Abstract

The history of rumors might be as long as the history of human beings. Not much is known about this phenomenon until very recently when social networks provide a more efficient way for online rumor spreading. Micro-blogging platform, like Twitter and Sina Weibo, provides an ideal environment not only for rumor spreading, but also fruitful data to reveal the underlying rules controlling the birth, spread, and death of rumors. In this paper, we try to answer the following questions which have been confusing people for years. How do rumor propagate in the network? How do human factors affect the spreading patterns of rumor? How do we construct models to understand the collective group behavior based on probabilistic individual choices?
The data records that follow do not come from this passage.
PR #2518, opened 2016-03-25
Immutable filtering and searching methods

mxstbr:
Refactored filtering and searching methods to make query immutable.

This is much cleaner than what we previously had, where `addFilterToQuery` and `addSearchToQuery` would mutate the query somewhere deep inside the fields.

### DIFF
--- a/admin/server/api/list/download.js
+++ b/admin/server/api/list/download.js
@@ -1,6 +1,7 @@
 var baby = require('babyparse');
 var keystone = require('../../../../');
 var moment = require('moment');
+var assign = require('object-assign');
 
 module.exports = function (req, res) {
 	var format = req.params.format.split('.')[1]; // json or csv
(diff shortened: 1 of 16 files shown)


admin/server/api/list/download.js
```diff
@@ -11,10 +12,10 @@ module.exports = function (req, res) {
 		catch (e) { } // eslint-disable-line no-empty
 	}
 	if (typeof filters === 'object') {
-		req.list.addFiltersToQuery(filters, where);
+		where = assign({}, req.list.addFiltersToQuery(filters));
 	}
 	if (req.query.search) {
-		req.list.addSearchToQuery(req.query.search, where);
+		where = assign({}, req.list.addSearchToQuery(req.query.search));
```
JedWatson: It's a valid use case to provide _both filters and a search_, so these lines should be

```
assign(where, req.list.addSearchToQuery(req.query.search));
```

mxstbr: Oh yeah, good catch, my bad. Will fix!

mxstbr:
Fixed and ready to merge!

JedWatson:
Looks good!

Our study on micro-blogging systems help to expose the digital traces of online rumor spreading, which offers an opportunity to investigate how netizens interact with each other in the process of rumor spreading. Based on the analysis of the interactions, we propose a mathematical model running on real topologies to simulate this process and explore the characteristics of online rumor spreading. Experiments show that our model can reflect the transmission pattern of real rumors. Our work is different from previous ones by pointing out that a subset of the population can work as “Resisters” who are proactively persuading their neighbors not to believe the rumor, while previous works only label them as the “silent” nodes. To the best of our knowledge, this is the first time to emphasize the contribution of “Resisters” and to mathematically study their influence on the rumor spreading process.